» **The problem**
Which lines of the entries hold the string "config"? Copy each one.

» **Source material**
PR #57, opened 2020-02-13
Add more config options to cat.py

pnuu:
This PR adds the following config file options for `cat.py`:

- `publish_port` - port number where messages are published. Optional, defaults to random port.
- `subscriber_nameserver` - connect subscriber to this nameserver. Optional, defaults to localhost.
- `subscriber_addresses` - connect directly to listed servers and ports. Optional, not used by default.


bin/cat.py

» **Task result**
Add more config options to cat.py
This PR adds the following config file options for `cat.py`:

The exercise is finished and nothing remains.